• _WORK INSTRUCTION_
Having found the line that contains "Prashansa-K: Any reason", please retype only it and every line after it up to the end of the entries, exactly as written.

[[ RECORDS PROVIDED open ]]

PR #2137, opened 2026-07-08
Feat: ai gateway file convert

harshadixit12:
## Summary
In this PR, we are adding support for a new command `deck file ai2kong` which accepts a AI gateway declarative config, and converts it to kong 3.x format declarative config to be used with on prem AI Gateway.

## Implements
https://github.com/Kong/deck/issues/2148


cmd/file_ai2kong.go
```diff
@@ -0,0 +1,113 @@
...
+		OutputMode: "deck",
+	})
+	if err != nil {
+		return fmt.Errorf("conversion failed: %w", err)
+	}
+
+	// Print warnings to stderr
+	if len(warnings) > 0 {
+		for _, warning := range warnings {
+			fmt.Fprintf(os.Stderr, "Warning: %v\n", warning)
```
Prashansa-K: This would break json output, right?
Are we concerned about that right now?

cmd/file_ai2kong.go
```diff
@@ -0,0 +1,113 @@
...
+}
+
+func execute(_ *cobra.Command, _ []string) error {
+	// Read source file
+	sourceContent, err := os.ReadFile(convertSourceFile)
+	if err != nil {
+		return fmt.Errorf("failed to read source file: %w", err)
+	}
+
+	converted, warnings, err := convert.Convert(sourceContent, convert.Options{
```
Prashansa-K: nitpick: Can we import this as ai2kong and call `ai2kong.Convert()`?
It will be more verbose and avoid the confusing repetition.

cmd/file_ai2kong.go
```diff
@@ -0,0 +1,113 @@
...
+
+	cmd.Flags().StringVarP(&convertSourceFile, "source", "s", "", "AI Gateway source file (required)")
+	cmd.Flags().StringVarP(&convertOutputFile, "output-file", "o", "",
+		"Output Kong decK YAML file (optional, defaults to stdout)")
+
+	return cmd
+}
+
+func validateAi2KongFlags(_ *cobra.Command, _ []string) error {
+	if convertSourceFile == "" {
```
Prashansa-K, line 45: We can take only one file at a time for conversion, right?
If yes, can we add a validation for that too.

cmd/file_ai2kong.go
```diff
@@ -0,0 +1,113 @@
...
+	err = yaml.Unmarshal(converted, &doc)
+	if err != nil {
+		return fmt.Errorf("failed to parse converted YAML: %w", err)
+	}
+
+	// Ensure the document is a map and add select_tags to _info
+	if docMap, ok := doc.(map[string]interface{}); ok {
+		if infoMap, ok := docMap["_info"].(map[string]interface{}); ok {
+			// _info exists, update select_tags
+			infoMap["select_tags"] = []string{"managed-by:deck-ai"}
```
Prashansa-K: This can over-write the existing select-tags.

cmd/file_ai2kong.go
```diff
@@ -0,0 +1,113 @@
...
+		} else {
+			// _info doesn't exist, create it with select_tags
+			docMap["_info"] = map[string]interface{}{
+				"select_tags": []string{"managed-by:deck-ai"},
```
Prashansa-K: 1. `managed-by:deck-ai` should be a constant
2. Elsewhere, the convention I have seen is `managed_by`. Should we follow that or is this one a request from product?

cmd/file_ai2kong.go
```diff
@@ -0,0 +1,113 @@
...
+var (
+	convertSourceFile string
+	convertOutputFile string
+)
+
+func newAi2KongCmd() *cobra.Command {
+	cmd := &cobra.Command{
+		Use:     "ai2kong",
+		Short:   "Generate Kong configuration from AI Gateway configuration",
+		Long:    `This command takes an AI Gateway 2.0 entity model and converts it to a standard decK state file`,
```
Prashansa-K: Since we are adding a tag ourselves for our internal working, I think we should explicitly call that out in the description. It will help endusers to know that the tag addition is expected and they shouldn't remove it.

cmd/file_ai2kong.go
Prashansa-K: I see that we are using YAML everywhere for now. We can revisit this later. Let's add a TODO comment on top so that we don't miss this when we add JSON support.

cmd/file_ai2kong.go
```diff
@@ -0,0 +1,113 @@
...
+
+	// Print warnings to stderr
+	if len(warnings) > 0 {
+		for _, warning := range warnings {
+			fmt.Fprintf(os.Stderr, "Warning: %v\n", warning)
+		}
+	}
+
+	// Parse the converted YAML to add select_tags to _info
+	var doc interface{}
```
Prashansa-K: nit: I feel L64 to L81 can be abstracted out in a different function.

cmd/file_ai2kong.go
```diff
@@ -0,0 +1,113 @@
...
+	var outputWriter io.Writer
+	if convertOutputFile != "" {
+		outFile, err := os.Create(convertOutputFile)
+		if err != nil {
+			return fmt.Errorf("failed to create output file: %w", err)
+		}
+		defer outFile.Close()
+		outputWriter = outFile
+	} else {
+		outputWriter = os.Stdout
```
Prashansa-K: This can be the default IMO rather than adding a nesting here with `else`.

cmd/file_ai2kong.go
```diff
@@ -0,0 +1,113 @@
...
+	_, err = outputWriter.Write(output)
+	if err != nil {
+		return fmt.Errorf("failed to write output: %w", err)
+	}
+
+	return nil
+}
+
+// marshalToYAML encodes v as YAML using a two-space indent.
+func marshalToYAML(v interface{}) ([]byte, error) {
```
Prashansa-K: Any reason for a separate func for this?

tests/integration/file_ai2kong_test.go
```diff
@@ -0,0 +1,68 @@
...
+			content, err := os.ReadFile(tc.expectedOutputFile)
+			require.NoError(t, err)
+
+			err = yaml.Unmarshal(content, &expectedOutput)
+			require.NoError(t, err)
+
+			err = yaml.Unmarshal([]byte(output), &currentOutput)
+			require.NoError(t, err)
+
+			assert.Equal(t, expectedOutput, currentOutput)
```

[[ RECORDS PROVIDED closed ]]

• _EXERCISE ANSWER_
Prashansa-K: Any reason for a separate func for this?

tests/integration/file_ai2kong_test.go
```diff
@@ -0,0 +1,68 @@
...
+			content, err := os.ReadFile(tc.expectedOutputFile)
+			require.NoError(t, err)
+
+			err = yaml.Unmarshal(content, &expectedOutput)
+			require.NoError(t, err)
+
+			err = yaml.Unmarshal([]byte(output), &currentOutput)
+			require.NoError(t, err)
+
+			assert.Equal(t, expectedOutput, currentOutput)
```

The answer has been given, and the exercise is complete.